INPUT DATA >>
▼▼▼

PR #1694, opened 2025-04-17
scxtop: fixing missing process names

tyroguru:
We now have process -> thread relationships setup so the grouping are good. However, for longer running processes it is quite common for the main thread to not run at all while we are tracing and this means we never get to capture its comm. This makes it hard to identify the process to which a bunch of threads belong as any `ProcessDescriptors` objects which have the `process_name` Option unset causes the process thread (the thread group leader) to be labelled as "Process" in the resulting perfetto trace.

The solution here is to simply go lookup the `comm` value in `/proc` if it exists when scxtop exits. I'm not worried about pid reuse as trace times are too short for it to be a problem.

An example of before the changes shows the current state with lots of processes being labelled with the default label:

Screenshot 2025-04-17 at 18 42 08

Now virtually every process is labeled correctly (at least on my development machine).

Screenshot 2025-04-17 at 18 44 20

### DIFF
--- a/tools/scxtop/src/perfetto_trace.rs
+++ b/tools/scxtop/src/perfetto_trace.rs
@@ -248,6 +248,12 @@ impl PerfettoTraceManager {
         }
     }
 
+    fn get_comm(pid: i32) -> Result<String> {
+        let path = format!("/proc/{}/comm", pid);
+        let content = fs::read_to_string(path)?;
+        Ok(content.trim_end().to_string())
+    }
+
     /// Stops the trace and writes to configured output file.
     pub fn stop(
         &mut self,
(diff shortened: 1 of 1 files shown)


tools/scxtop/src/perfetto_trace.rs
```diff
@@ -248,6 +249,12 @@ impl PerfettoTraceManager {
         }
     }
 
+    fn get_comm(pid: i32) -> Result<String> {
```
hodgesds, line 252: nit: there's already a [helper function](https://github.com/sched-ext/scx/blob/fd88ee611130433371c37474f449985abb975d35/tools/scxtop/src/util.rs#L11)

hodgesds (approved):

tools/scxtop/src/perfetto_trace.rs
tyroguru: Thanks @hodgesds for pointing this out! I'll try and refactor some time to use that interface.

PR #3814, opened 2026-09-17
lib, scheds/include: cid and arena library prep for cid-form schedulers

htejun:
Library and header changes from an upcoming arena-native cid conversion. Each one stands on its own:

- scheds/include: sync the scx_bpf_online_cmask() declaration from the kernel.
- lib/cgroup_bw: the replenish timer wakes dispatch through the built-in idle tracking, which a scheduler with its own idle tracking cannot use. A load-time knob, bw_kick_builtin_idle, selects the built-in kick; a scheduler that leaves it off overrides the weak scx_cgroup_bw_kick_idle_cb(). lavd sets the knob.
- scheds/include: cmask_for_each() is bounded with can_loop, and cmask_weight() converges under the verifier when a caller compares its sum.
- scheds/include: the cmask distribute rotor moves from a per-CPU array map into the arena, one cacheline slot per cid, allocated by the shared arena init.
- lib: __scx_task_data() reads the task-storage association once, and sdt_task.h documents the borrowed-pointer contract.
- lib: the unused per-CPU cpumask and bitmap scratch and the scx_bitmap to cpumask bridge helpers are dropped.

Testing: scx_lavd, scx_p2dq, scx_chaos, scx_cidland, scx_arena and the lib selftests build and cargo fmt is clean. scx_lavd ran in a 16-CPU VM on a 7.2-rc6 sched_ext kernel with cpu.max enabled, which exercises the built-in replenish kick, and a WIP cid-form scheduler built on these changes ran its smoke and cpu.max phases with the callback override, the arena rotor and the bounded traversals.


scheds/include/scx/cid.bpf.h
```diff
@@ -970,28 +971,63 @@ static __always_inline u32 cmask_next_and_set_wrap(const struct scx_cmask __aren
...
+{
+	s32 cid = scx_bpf_this_cid();
+
+	if (unlikely(!cmask_distribute_rotors)) {
+		scx_bpf_error("cmask distribute rotor not allocated");
+		return NULL;
+	}
+	if (cid < 0)
+		return NULL;
+	return &cmask_distribute_rotors[cid].cid;
```
arighi, line 1024: Could we retain nr_slots from cmask_distribute_init() and check cid < nr_slots here? The shared arena_init() path currently allocates enough slots, but a scheduler using its own arena could accidentally undersize the allocation and turn this into an out-of-bounds arena access. Returning NULL (and perhaps reporting scx_bpf_error()) would preserve the fallback behavior without risking arena corruption and obscure errors.

scheds/include/scx/cid.bpf.h
```diff
@@ -970,28 +971,63 @@ static __always_inline u32 cmask_next_and_set_wrap(const struct scx_cmask __aren
...
+ * The shared arena init calls this once. A scheduler with its own arena calls
+ * it before the first distribute pick. Return 0 on success, -ENOMEM if the
+ * allocation fails.
+ */
+static __always_inline int cmask_distribute_init(void *map, u32 nr_slots)
+{
+	u64 size = nr_slots * sizeof(*cmask_distribute_rotors);
+	u32 pages = (size + PAGE_SIZE - 1) / PAGE_SIZE;
+
+	cmask_distribute_rotors = bpf_arena_alloc_pages(map, NULL, pages, NUMA_NO_NODE, 0);
```
arighi, line 1010: Non-blocking for this PR (something to keep in mind as a potential future optimization): this replaces NUMA-local per-CPU map storage with one bulk arena allocation using NUMA_NO_NODE, so the rotor pages may all be allocated near the CPU running arena_init().

It'd be interesting to measure if there's any benefit, on NUMA systems with expensive cross-node access, to allocate per-node rotor banks (or individual rotor pages) with an explicit node_id.

arighi (approved):
Left a couple of comments, both non blocking. Everything else looks good to me.

multics69 (approved):

scheds/include/scx/cid.bpf.h
```diff
@@ -971,28 +971,63 @@ static __always_inline u32 cmask_next_and_set_wrap(const struct scx_cmask __aren
...
```
multics69, line 1010: NUMA-based page placement will be a nice optimization. It is okay for now.

scheds/include/scx/cid.bpf.h
htejun: Dropped the argument instead: cmask_distribute_init() now sizes the array from scx_bpf_nr_cids() itself, and allocates nothing on kernels without the cid kfuncs since nothing can pick there. No caller can undersize it, and the accessor keeps its single compare. Force-pushed, rebased on current main.

scheds/include/scx/cid.bpf.h
htejun: bpf_arena_alloc_pages() honors node_id, so per-node banks are doable, but even with each node's cids contiguous the accessor would need a cid-to-node lookup and a per-node base on every pick, an indirection the flat array avoids. A slot is rewritten by its one CPU, so the line should stay hot in that CPU's cache anyway.

Longer term the right tool is an in-arena per-cid allocator along the lines of the kernel's percpu allocator: every per-cid object gets node-local pages, and the cacheline padding that keeps CPUs apart in one block goes away. Leaving node awareness to that and noting it in the comment. @etsal FYI, since that would live in the library.

PR #3819, opened 2026-09-17
scx_arena: Retry arena page allocations and fail the allocation, not …

arighi:
…the scheduler

A burst of parallel task creation takes the scheduler down from the task context allocator:
```
  sched_ext: BPF scheduler "cidland" disabled (scx_bpf_error)
  sched_ext: src/bpf/lib/sdt_alloc.bpf.c:621: failed to allocate data from pool
     scx_bpf_error_bstr
     bpf_prog_..._scx_alloc_internal
     bpf_prog_..._cidland_init_task
     __scx_init_task / scx_fork / copy_process / kernel_clone
```
bpf_arena_alloc_pages() returned NULL although the machine had 1.9 GB of free memory and 26 GB of page cache. It fails that easily because of how the kernel allocates arena pages: it holds the arena's raw spinlock with interrupts disabled, and in that context __bpf_alloc_page() cannot use a normal allocation and falls back to alloc_pages_nolock(). That allocator only tries to lock the per-CPU and zone free lists, never reclaims, and returns NULL when another CPU holds those locks or free memory is at the zone's minimum watermark; the kernel documents it as "best effort and to be expected to fail easily".  Passing the kfunc's sleepable flag makes no difference, it only selects how pages are freed. The library then treated that first NULL as fatal.

Retry the allocation a bounded number of times: contention on the free lists is over in microseconds. When the kernel still refuses, which happens once a fork storm outruns reclaim and free memory sits at the watermark, count it in alloc_stats.alloc_nomem and return NULL, so the caller fails that one fork with -ENOMEM instead of taking every task with it. scx_task_alloc() and scx_cidland already return -ENOMEM on a NULL context.

Reproducer, on a 20-CPU desktop with 32 GB running 7.2.3, three rounds under the scheduler:
```
  python3 storm.py 20 1500 2

  import os, sys, threading, time
  procs, per, hold = int(sys.argv[1]), int(sys.argv[2]), float(sys.argv[3])
  pids = []
  for _ in range(procs):
      pid = os.fork()
      if pid == 0:
          ev = threading.Event()
          ts = [threading.Thread(target=ev.wait) for _ in range(per)]
          for t in ts: t.start()
          time.sleep(hold); ev.set()
          for t in ts: t.join()
          os._exit(0)
      pids.append(pid)
  for p in pids: os.waitpid(p, 0)
```
Results with scx_cidland:

 - Before: the scheduler dies two seconds after attach, in the first round, with the error above. Every round of the storm reproduces it.

 - Attempts needed, traced with a bpf_printk() in the retry loop: at 30000 threads one allocation succeeded on its second attempt. At 60000 threads, where the storm also runs into the session's pids limit, three allocations retried, two twice and one seven times, and one exhausted all 64 attempts. That last case is the one now reported as -ENOMEM to the caller instead of aborting.

 - After: 30000 and 50000 threads, three rounds each, the scheduler survives with zero failed allocations. The arena settles at 24.3 MiB and 32.3 MiB, as the pools keep their slabs.


htejun:
Is your init_task sleepable? Sleepable allocations shouldn't fail.

arighi:
> Is your init_task sleepable? Sleepable allocations shouldn't fail.

Yes, init_task is sleepable and the verifier picks the sleepable kfunc, but since b8467290edab ("bpf: arena: make arena kfuncs any context safe") arena_alloc_pages() calls bpf_map_alloc_pages() under raw_res_spin_lock_irqsave(), so __bpf_alloc_page() sees irqs disabled and goes through alloc_pages_nolock() for sleepable callers too...

lib/sdt_alloc.bpf.c
```diff
@@ -24,6 +24,30 @@ struct scx_alloc_stack __arena *prealloc_stack;
...
 static __u64 zero = 0;
 
+/*
+ * Arena pages are handed out by the kernel under the arena's raw spinlock with
+ * interrupts disabled, so they come from alloc_pages_nolock(): a trylock on the
+ * per-CPU and zone free lists, no reclaim, and NULL as soon as another CPU
+ * holds them. That failure is transient, twenty CPUs creating tasks at once hit
+ * it within seconds, so retry a bounded number of times before treating it as
+ * out of memory.
+ */
```
htejun, line 38: Let's clearly note that this is a workaround for a kernel problem. This shouldn't be happening.

htejun (approved):

PR #3827, opened 2026-09-20
scx_nitosis: preserve arena pointer type in CID topology init

liulangrenaaa:
mitosis_init() uses a loop to snapshot the CID topology into an arena-resident array. The combination of bpf_for() and an aggregate assignment causes the generated arena destination to fail verification with -EACCES on current compiler/verifier combinations.

Use bpf_arena_for() and populate the destination through an explicit __arena pointer field by field. This avoids the aggregate copy and keeps the arena pointer type visible to the verifier.

Tested on Linux 7.3.0-rc3-g520aa469e2ee with clang 20. All scx_nitosis BPF programs load successfully and the scheduler reaches the sched_ext enabled state in QEMU.

Fixes: 8da3f08a55b5 ("scx_nitosis: Convert to the cid form of sched_ext ops")


htejun:
Thanks. Reproduced with clang 20.1.8 on 7.3-rc3: mitosis_init fails verification on main and passes with this change. clang 22.1.8 verifies main as is.

The description doesn't match what's going on though. It isn't the combination of bpf_for() and the aggregate assignment. Building the two halves separately with clang 20:

- field-by-field copy only, bpf_for() kept: passes
- bpf_arena_for() only, struct copy kept: fails at the same instruction
- __builtin_memcpy() into the arena slot: fails at the same instruction

LLVM 20 derives the destination of the struct copy from the allocation result before the addr_space_cast, so the copy's stores go through a value the verifier still types as a scalar:

```
137: (79) r1 = *(u64 *)(r10 -96)      ; R1=scalar(id=414)
138: (0f) r1 += r8
140: (63) *(u32 *)(r1 +24) = r2
R1 invalid mem access 'scalar'
```

Every other access to the topo struct in the function is cast correctly, and clang 22 casts the copy destination too.

The bpf_arena_for() conversion is fine to keep, we're moving everything over anyway. Please rewrite the description around the actual cause: the compiler version, the struct copy into arena memory losing the address space cast, and the verifier message. "Current compiler/verifier combinations" overstates it.

htejun:
Can you also add a comment explaining why the copy needs to be open coded?

htejun (approved):

PR #1516, opened 2026-09-02
Add deterministic tests for ECDSA DER to JWS signature conversion

Arpan0995:
Follow-up to #1514.

The three `signature_length_*` tests added there sign a freshly generated key once, so whether they exercise the short-component case depends on the random r and s: roughly a quarter of ES512 signatures, and on the order of 1 in 65,000 for ES256 and ES384. To check, I restored the length-from-max logic locally and ran `JWSFactoryTest` twenty times: the class passed in 17 of the 20 runs. The only failures were `signature_length_es512_test` (3 of 20); the ES256 and ES384 tests never failed.

This adds `JWSSignatureUtilTest`, which builds the DER input with r and s deliberately one byte short of the component size for each curve, so a regression to length-from-max fails on every run. It also covers full-length components, the DER round trip, and the `IllegalArgumentException` for a non-ECDSA algorithm.

Test-only change. Passes under `test` and `testWithBouncyCastle` on JDK 24 (24 JWS tests in total).

### DIFF
--- a/webauthn4j-core/src/test/java/com/webauthn4j/data/jws/JWSSignatureUtilTest.java
+++ b/webauthn4j-core/src/test/java/com/webauthn4j/data/jws/JWSSignatureUtilTest.java
@@ -1,0 +1,133 @@
+/*
+ * Copyright 2018 the original author or authors.
+ *
+ * Licensed under the Apache License, Version 2.0 (the "License");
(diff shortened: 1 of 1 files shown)


ynojima:
Good catch! Deterministic tests are preferable.

PR #257, opened 2026-06-30
Avoid SentencePiece decode type ignore

juliendenize:
## Summary
- Replace the SentencePiece `decode` return `type: ignore[no-any-return]` with a small `_model_decode` helper.
- Use `isinstance(decoded, str)` to narrow the `Any` return from `sentencepiece` before returning.
- Reuse the helper for the new `RAISE` all-normal-token decode path from PR #256.

## Verification
- `python -m mypy src/mistral_common/tokens/tokenizers/sentencepiece.py tests/test_sentencepiece.py`
- `python -m pytest tests/test_sentencepiece.py`
- `python -m ruff check src/mistral_common/tokens/tokenizers/sentencepiece.py tests/test_sentencepiece.py`

## Note
This is a follow-up to #256. I could not push directly to the contributor fork branch from this environment, so this branch contains #256 plus the type-ignore cleanup.

### DIFF
--- a/src/mistral_common/tokens/tokenizers/sentencepiece.py
+++ b/src/mistral_common/tokens/tokenizers/sentencepiece.py
@@ -218,14 +218,20 @@ class SentencePieceTokenizer(Tokenizer):
                 f"Expected `special_token_policy` to be a SpecialTokenPolicy, got {type(special_token_policy)}."
             )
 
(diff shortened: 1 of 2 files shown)


juliendenize:
Closing in favor of leaving the suggested change directly on #256.

PR #260, opened 2026-07-08
Auto-select grammar variant from tokenizer

juliendenize:
## Summary
Removes the caller-driven `reasoning: bool` flag from grammar generation. `GrammarFactory.select_jinja_template()` now auto-selects the variant from the tokenizer:

- **think** grammar (`[THINK]`/`[/THINK]` special tokens) when version >= v13 AND both think tokens are present
- **base** grammar otherwise

Base already accepts a literal `<think>...</think>` block as free text, so no template change was needed for that.

## Changes
- `select_jinja_template()` takes no arguments; selection is derived from tokenizer version + `[THINK]`/`[/THINK]` presence.
- Fixes a latent bug where a v13+ tokenizer missing `[THINK]` rendered a broken grammar with `None` tokens — now falls back to base.
- `_GrammarVariant.plain_think` and its template file are retained but no longer reachable via the factory.
- Guidance tests updated: v11 cases retargeted to base semantics; added coverage for the v13-without-think fallback and base-accepts-literal-`<think>`.

Scope limited to the guidance module. Protocol/tokenizer/chat-template reasoning code is untouched.

## Breaking change
`GrammarFactory.select_jinja_template(reasoning=...)` no longer accepts the `reasoning` argument.

## Verification
- ruff check + ruff format: clean
- mypy `src/mistral_common/guidance/`: clean
- `pytest tests/guidance/`: 339 passed

### DIFF
--- a/src/mistral_common/guidance/grammar_factory.py
+++ b/src/mistral_common/guidance/grammar_factory.py
@@ -35,14 +35,11 @@ def _validate_mode_and_tools(mode: ToolChoice, tools: list[Tool] | None) -> None
 
 
 @lru_cache()
-def _cached_get_jinja_template(tokenizer_version: TokenizerVersion, reasoning: bool) -> str:
-    if not reasoning:
-        jinja_key = _GrammarVariant.base
-    elif tokenizer_version < TokenizerVersion.v13:
-        jinja_key = _GrammarVariant.plain_think
-    else:
+def _cached_get_jinja_template(tokenizer_version: TokenizerVersion, has_think_tokens: bool) -> str:
+    if tokenizer_version >= TokenizerVersion.v13 and has_think_tokens:
         jinja_key = _GrammarVariant.think
-
+    else:
+        jinja_key = _GrammarVariant.base
     return JINJA_PATHS[jinja_key].read_text(encoding="utf-8")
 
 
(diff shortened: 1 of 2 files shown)


src/mistral_common/guidance/grammar_factory.py
```diff
@@ -206,16 +203,22 @@ def _get_optional_special_token_lark(self, token_name: str) -> str | None:
...
+          `[THINK]` and `[/THINK]` special tokens are registered.
+        - Returns the `base` template in all other cases.
 
         Returns:
             The jinja template content as a string.
         """
-        return _cached_get_jinja_template(tokenizer_version=self._tokenizer.version, reasoning=reasoning)
+        has_think_tokens = (
+            SpecialTokens.begin_think.value in self._special_token_map
+            and SpecialTokens.end_think.value in self._special_token_map
```
joa-stdn: not a big fan because this hard-codes special tokens here as well, but not super opposed if there is no other solution
I'm not sure why we need to know whether the tokenizer has think token, is it just that the grammar will not compile if it does not, and we already released the tekken json files without?

juliendenize: yes grammar cannot compile without it and yes also for the second question hence this heurisitic. I think if you find it okish it would be nice to keep as is :)

joa-stdn (approved):

PR #262, opened 2026-07-12
Fix seed field not bridged in SpeechRequest OpenAI conversion

winklemad:
No linked issue — found by reading the code.

## The bug

`SpeechRequest` uses the field name `random_seed`, while the OpenAI request format uses `seed`. Neither converter bridges the two:

- `to_openai()` returns the raw `model_dump`, so it emits `random_seed` (a mistral-common-internal name) instead of `seed`.
- `from_openai()` keeps only keys that are model fields, so an OpenAI request's `seed` is never mapped to `random_seed` and is silently dropped:

```python
from mistral_common.protocol.speech.request import SpeechRequest

SpeechRequest.from_openai({"input": "hi", "voice": "female", "seed": 123}).random_seed
# None   -> the seed provided in the OpenAI request is lost

SpeechRequest(input="hi", voice="female", random_seed=123).to_openai()["seed"]
# KeyError: 'seed'   -> the key is emitted as "random_seed" instead
```

## Smoking gun

The sibling `TranscriptionRequest` already bridges the two names in both directions:

```python
# TranscriptionRequest.to_openai
openai_request["seed"] = openai_request.pop("random_seed")
# TranscriptionRequest.from_openai
seed = openai_request.get("seed")
...
converted_dict["random_seed"] = seed
```

`SpeechRequest` does neither, so it is inconsistent with its sibling.

## Fix

Translate `random_seed` ⇄ `seed` in both `SpeechRequest.to_openai` and `SpeechRequest.from_openai`, mirroring `TranscriptionRequest`. A seed now survives the round trip and an OpenAI-style request with `seed` is honored.

## Testing

Added `test_convert_speech_request_seed`, asserting `to_openai()` emits `seed` (not `random_seed`) and `from_openai({"seed": ...})` sets `random_seed`. It fails before the change (`KeyError: 'seed'`) and passes after; the full `tests/test_converters.py` suite passes (104 passed). `ruff check` / `ruff format --check` are clean.

### DIFF
--- a/src/mistral_common/protocol/speech/request.py
+++ b/src/mistral_common/protocol/speech/request.py
@@ -54,7 +54,6 @@ class SpeechRequest(BaseCompletionRequest):
 
             openai_request["ref_audio"] = buffer
 
-        # OpenAI uses "seed"; mistral-common uses "random_seed".
         openai_request["seed"] = openai_request.pop("random_seed")
         openai_request.update(kwargs)
 
@@ -95,7 +94,6 @@ class SpeechRequest(BaseCompletionRequest):
         if isinstance(voice, dict):
             converted_dict["voice"] = voice["id"]
 
-        # OpenAI uses "seed"; mistral-common uses "random_seed".
         converted_dict["random_seed"] = seed
 
         return cls(**converted_dict)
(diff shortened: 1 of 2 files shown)


juliendenize (approved):
Thanks for the contribution, made a minor update and will merge :)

▲▲▲

When a line of the records holds the word "nice", copy that line.

multics69, line 1010: NUMA-based page placement will be a nice optimization. It is okay for now.
juliendenize: yes grammar cannot compile without it and yes also for the second question hence this heurisitic. I think if you find it okish it would be nice to keep as is :)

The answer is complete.